The framework performs partitioning on the input data set or data sets of a parallel operator.

Partitioning is the process of dividing an input data set into multiple segments, or partitions. Each processing node in your system then performs an operation on an individual partition of the data set rather than on the entire data set. Typically, an operator uses the same partitioning method for each input data set; however, you can also use a different method for each input.

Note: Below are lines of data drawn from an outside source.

PR #3863, opened 2017-05-04
Added lines to populate petZoningInfo to allow writing pet info into …

sleepingkirby:
…char_stats table to retain pets on log out and login.

### DIFF
--- a/src/map/utils/petutils.cpp
+++ b/src/map/utils/petutils.cpp
@@ -1096,7 +1096,8 @@ namespace petutils
 
         Pet_t* PPetData = g_PPetList.at(PetID);
 
-        if (PMaster->objtype == TYPE_PC){
+        if (PMaster->objtype == TYPE_PC)
+        {
             ((CCharEntity*)PMaster)->petZoningInfo.petID = PetID;
             ((CCharEntity*)PMaster)->petZoningInfo.respawnPet = true;
 	}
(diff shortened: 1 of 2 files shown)


src/map/utils/petutils.cpp
```diff
@@ -1096,8 +1096,10 @@ namespace petutils
 
         Pet_t* PPetData = g_PPetList.at(PetID);
 
-        if (PMaster->objtype == TYPE_PC)
+        if (PMaster->objtype == TYPE_PC){
```
TeoTwawki: We're braces on newlines folk 'round here pardner 😃

sleepingkirby: Will make that change, but it turns out that it works for a single logout/login then something else goes and resets the pet info to zero. Might as well cancel this request until I figure that out >.<.

TeoTwawki: Its ok to leave open while you work on it and if you figure it out just updating your branch will automatic update the pull request. *Sometimes* we'll close out really old ones we think got abandoned.

TeoTwawki: logout should pretty much be the same as zoning out so surprised this isn't already a thing honestly.

sleepingkirby: Branch updated. ^^/

TeoTwawki: All set and tested now?

sleepingkirby: Yep, Should be all good. My wyvern hasn't disappeared on me while zoning or logging out yet. ^^b

PR #3870, opened 2017-05-11
Add ballista nation flags and their action IDs for quarry, sprint

Scavenge:
nation flags activate when allegiance is set
active nation flags enable the quarry and sprint options on the action menu
using these actions triggers action ID 15 and 16 in the console.

### DIFF
--- a/src/map/packets/char_update.cpp
+++ b/src/map/packets/char_update.cpp
@@ -87,7 +87,7 @@ CCharUpdatePacket::CCharUpdatePacket(CCharEntity* PChar)
     if (PChar->StatusEffectContainer->HasStatusEffect(EFFECT_TERROR))
         flag |= 0x08;
     if (PChar->allegiance > 1)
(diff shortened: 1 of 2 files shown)


src/map/packets/char_update.cpp
```diff
@@ -86,6 +86,15 @@ CCharUpdatePacket::CCharUpdatePacket(CCharEntity* PChar)
     uint8 flag = 0x20;
     if (PChar->StatusEffectContainer->HasStatusEffect(EFFECT_TERROR))
         flag |= 0x08;
+    if (PChar->allegiance > 1)
+    {
+        if (PChar->allegiance == ALLEGIANCE_SAN_DORIA)
+            flag |= 0x40;
```
teschnei: flag |= (allegiance << 5)

Scavenge: oh wow that makes sense.  did not expect it to make sense

PR #3873, opened 2017-05-14
More Abyssea QM/pos fixes and a few mods

Heepster03:
More Abyssea QM/pos fixes and a few mods


TeoTwawki:
er uh..you got multiple things mixed in here, need separate branches/pr's for stuff that isn't renaming QM's

TeoTwawki:
Lettin it slide because I know these are right, but in the future don't mingle

PR #3879, opened 2017-05-18
update allegiance flags for other players and correct typo

Scavenge:


src/map/packets/char_update.cpp
```diff
@@ -87,7 +87,7 @@ CCharUpdatePacket::CCharUpdatePacket(CCharEntity* PChar)
     if (PChar->StatusEffectContainer->HasStatusEffect(EFFECT_TERROR))
         flag |= 0x08;
     if (PChar->allegiance > 1)
-        flag |= (PChar->allegiance << 5);
+        flag = (PChar->allegiance << 5);
```
teschnei: this is wrong - it would always overwrite the 0x20 and terror flags

teschnei: and actually, the default allegiance is 1, which is 0x20 when left shifted 5 times.  So this whole thing can be simplified down to uint8 flag = PChar-> allegiance << 5 and the terror check after

Scavenge: so perhaps my original problem was that it was declaring uint8 flag = 0x20 before any of the other stuff and causing different values

Issue #3872, opened 2017-05-12
Cannot spend Guild Points at any guild rep


Spacemanap:
**_I have:_**

- [X] searched existing issues (http://github.com/darkstarproject/darkstar/issues/) to see if the issue I am posting has already been addressed or opened by another contributor
- [X] checked the commit log to see if my issue has been resolved since my server was last updated

**_Client Version_** (type `/ver` in game) **30170427_0**

**_Server Version_** (type `@revision` in game) **Unknown**

**_Source Branch_** (master/stable) **Master**

**_Additional Information_** (Steps to reproduce/Expected behavior) Players on my server cannot spend GP on guild items. All of the trade reps behave the same; the dialogue works but once a selection of and item is made the item is not added, the GP are not removed, and the dialogue loops back to the "Exchange points for..." option window. Things I've noted:
- Performs this way with HQ crystals (all of them), key items, and regular items.
- When selecting a HQ crystal and after entering the number of crystals desired, the dialogue box "Proceed with the transaction?" displays the correct GP amount possessed by the character. Upon going through the purchase process again without deactivating/reactivating the NPC the GP display will change to the itemID of the previous HQ crystal selected, not the character's actual GP amount. This does not happen with key items or regular items.
- If a character does not have the GP to buy an item, no notification is made and the dialogue loop continues.
- I'm working with the 1/16/2017 version of the crafting.lua file, completely unmodified.
- I last updated my client on 5/11/2017 to see if that would fix the issue (it did not).
- The server log produces no errors and does not display inserted print commands if the command is put into the crafting.lua unionRepresentativeTriggerFinish function, but the same command will display when inserted into the NPC script for the corresponding CSID option.
- Link to screenshots and dump of server log: https://drive.google.com/open?id=0B8DHaluZr_0Ed2FobE1MVXpkOVk
- Link to DSP forum post: https://forums.dspt.info/viewtopic.php?f=15&t=21297&p=35953#p35953

ddumont:
I'm seeing this as well on oldschool

PR #3881, opened 2017-05-20
Scope text ids in Windurst Waters

ddumont:
Possible fix for #3872 
The best way to look at this is with ?ws=1 on the url.


ddumont:
Note:  this should fix the cooking guild merchant

PR #4191, opened 2017-11-03
Fixing BCNM 100% Group Drop Rate

EulerPath:
Cleaning up code in map/utils/battlefieldutils.cpp

The bug in the code looks to be that each group's total roll will always be the sum of all of the rolls in each group.  This logic does not make sense because each group should always have a roll between 0 and 1000.  If a group only has a 5% drop rate the group should only drop an item 5% of the time, not each time.  I tested this code on the BCNM Up in Arms.  Before the code change Walkure Mask would always drop, now It does not drop all the time.

### DIFF
--- a/src/map/utils/battlefieldutils.cpp
+++ b/src/map/utils/battlefieldutils.cpp
@@ -292,41 +292,6 @@ namespace battlefieldutils {
         }
     }
 
-
-    uint8 getMaxLootGroups(CBattlefield* battlefield) {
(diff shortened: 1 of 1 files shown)


EulerPath:
I found this bug when I was trying to code creeping doom.  I noticed multiple hacks in the sql file due to this bug.  For example, I noticed in Up in Arms the Kraken Club was moved to a different group that had multiple other items dropping so that the club would not drop so much.

I am planning on going over the sql file and take away these hacks.

PR #4193, opened 2017-11-04
NM pop logic for ZM5 and Bastok 8-1

wrenffxi:
Headstone Pilgrimage stones that pop NMs now use local variables
Bastok 8-1 Antican NMs use same system.
IDs moved into zone ID files.
Carthi and Tipha immune to sleep http://ffxiclopedia.wikia.com/wiki/Headstone_Pilgrimage#Fire_Fragment
Axesarion immune to stun http://ffxiclopedia.wikia.com/wiki/Headstone_Pilgrimage#Wind_Fragment
Clicking Headstone/QM6 during battles will now display proper message.


TeoTwawki:
Do we need to nil the MobIDs.lua ?

wrenffxi:
Hm, my current understanding is that we nil files not in the globals to account for changing values.  Maybe I misunderstand what the package.loaded["foo"] = nil does?

TeoTwawki:
it wipes them out but they should be unchanging after being loaded at startup in that file (unless I seriously missed a major out of the ordinary change you did in this pr). We avoid nil'ing anything we don't have to because it'll reload on every use then. If theres something I missed that needs it slap me an I'll reread in the morning. :)

At one point in an issue conversation I thought our mobIDs might have a similar situation to our text IDs, I was incorrect on that though.

wrenffxi:
(from discord chat with ya): I nil-ed the mobIDs here because those files share CERMET_HEADSTONE constant

PR #4198, opened 2017-11-05
[Abyssea-Altepa] Popped NMs

wrenffxi:
QM and NM ids are now tabled in MobIDs.lua
Added missing QM scripts
Set popped NM groups to scripted SPAWNTYPE
Other Abyssea zones can use the common event functions in globals/abyssea.lua


wrenffxi:
**NOTE: put this PR on hold a bit.  Going to redo the way this works.**

PR #4199, opened 2017-11-05
Entire quest progression for Koblakiq including NM fights

Wiggo32:
This implements the 3 quests (Missionary Moblin, For the Birds, and Better the Demon You Know) for the Oldton Movalpolos NPC: Koblakiq.
NM trigger conditions / abilities taken from: http://ffxiclopedia.wikia.com/wiki/Koblakiq
The NM fight with Marquis Andrealphus has him a little overpowered according to 'wiki' testimonies but I don't have retail specs so I left him a little on the 'stronger' side. Easily changed if need be. He does use his 2hr as well as "escape" the party member with hate at 66% and 33%. Unless solo where no "escape" happens.
As always let me know how to make it better and hope this is useful!


Wiggo32:
For this, we don't really have a mob spell or mob skill or mob ability for "casting escape on a player". So, I've decided that one of the next things I was going to do was to create one.  This is most likely going to change from what I originally have so, let's close this until that skill/spell/ability (whatever as I haven't captured from retail yet) is done properly.

PR #4207, opened 2017-11-07
added poison to blumagic resists and correct damage calc of poison br…

dwn134:
based on breath spells


scripts/globals/bluemagic.lua
```diff
@@ -411,6 +411,8 @@ function getBlueEffectDuration(caster,resist,effect)
         duration = math.random(60,120) + resist * 15; -- 60- 120 -- Needs confirmation but capped max duration based on White Magic Spell Slow
     elseif (effect == EFFECT_SILENCE) then
         duration = math.random(60,180) + resist * 15; -- 60- 180 -- Needs confirmation but capped max duration based on White Magic Spell Silence
+    elseif (effect == EFFECT_POISON) then
```
TeoTwawki: Have always disliked this if/elseif stack, but I'll revisit that another day

PR #4214, opened 2017-11-08
Blu magic breath changes

dwn134:


Hozu:
I would have done this ages ago, but I was hesitant because when BLU mobs use those spells, they'll just kill players in one shot most of the time. Clearly the mob versions of the breaths are slightly different to account for their greatly inflated HP.

Also, it doesn't look like you're doing a resist check? It would probably just be the skill and magic accuracy though, no attribute difference check like dINT.

dwn134:
I'm not sure how to do that. I'm a beginner still but maybe a new section in blumagic.lua for breaths. I see it has a section for physical and magical then make a new section for breath. If this gets merged then maybe someone can build off of it but this is the correct damage calculations and is headway to the finished result

TeoTwawki:
Don't forget to make 1st instance of a variable "local". A lot of the corrections you are doing have a damage variable globally because lua does global by default and the previous editor(s) made the same mistake so you need the first instance of it to be `local damage =`

TeoTwawki:
> Clearly the mob versions of the breaths are slightly different to account for their greatly inflated HP.

Yeah I spoze that'll be a prob for blue magic casting mamools. mobskill version safe at least, though a few NMs already have a similar prob with skill script since NMs have hugely more HP than normal mobs (a certain eruca comes to mind..)

TeoTwawki:
Occurs to me that instead of doing the same math in each script, the same resist checks in each script, and the same checks for breath damage taken mod sin each script, we should just be calling a global for doing breath damage in all these scripts.

dwn134:
But each spell has a different formula. No 2 are the same. I can see making a global for resists and gear check. There are 3 pieces of gear that enhance the damage +10% magus head/+1 And saurian helm that could be added to the global

TeoTwawki:
formula can be handled as function input values

dwn134:
then you can plug in values om M and N in the spell script

TeoTwawki:
I'm really sorry we didn't get back to you for such a long time. Wasn't an intent to reject here, we just didn't get to it.

dwn134:
Np. I'm not sure how I was going to do a resist function. In all honesty I was hoping to get the ball rolling on what needs to be changed and so thought to it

The following figure shows an example of a two-input, one-output operator. Each input in this figure uses its own partitioning method:

Figure 1. Two-input, one-output operator

InfoSphere® DataStage® provides a number of different partitioning methods, including:

any: The operator does not care how data is partitioned; therefore, InfoSphere DataStage can partition the data set in any way to optimize the performance of the operator. Any is the default partitioning method. Operators that use a partitioning method of any allow the user to explicitly override the partitioning method. To set a partitioning method, the user assigns a partitioner to a data set used as an input to the operator. The framework then partitions the data set accordingly.
round robin: This method divides the data set so that the first record goes to the first node, the second record goes to the second node, and so on. When the last node in the system is reached, this method starts back at the first node. This method is useful for resizing the partitions of an input data set that are not equal in size. The round robin method always creates approximately equal-sized partitions.
random: This method randomly distributes records across all nodes. Like round robin, random partitioning can rebalance the partitions of an input data set to guarantee that each processing node receives an approximately equal-sized partition.
same: This method performs no repartitioning on the data; the partitions of the previous operator are inherited. This partitioning method is often used within composite operators.
entire: Every instance of an operator on every processing node receives the complete data set as input. This form of partitioning is useful when you want the benefits of parallel execution, but you also want each instance of the operator to be able to access the entire input data set.
hash by field: Uses a field in a record as a hash key and partitions the records based on a function of this hash key. You use the class APT_HashPartitioner to implement this partitioning method.
modulus: Partitioning is based on a key field modulo the number of partitions. This method is like hash by field, but involves simpler computation.
range: Divides a data set into approximately equal size partitions based on one or more partitioning keys. You use the APT_RangePartitioner class to implement this partitioning method.
Db2: Partitions an input data set in the same way that Db2 partitions it. For example, if you use this method to partition an input data set containing update information for an existing Db2 table, records are assigned to the processing node containing the corresponding Db2 record. Then, during the execution of the parallel operator, both the input record and the Db2 table record are local to the processing node. Any reads and writes of the Db2 table entails no network activity.
other: You can define a custom partitioning operator by deriving a class from the C++ APT_Partitioner class. Other is the partitioning method for operators that use custom partitioners.

By default, operators use the partitioning method any. The any partitioning method allows operator users to prefix the operator with a partitioning operator to control partitioning. For example, a user could insert the hash partitioner operator in the stage before the derived operator.

To set an explicit partitioning method for the operator that cannot be overridden, you must include a call to APT_Operator::setPartitionMethod() within APT_Operator::describeOperator().

Another option is to define your own partitioner for each input to the operator. To do so, you must derive a partitioner class from APT_Partitioner.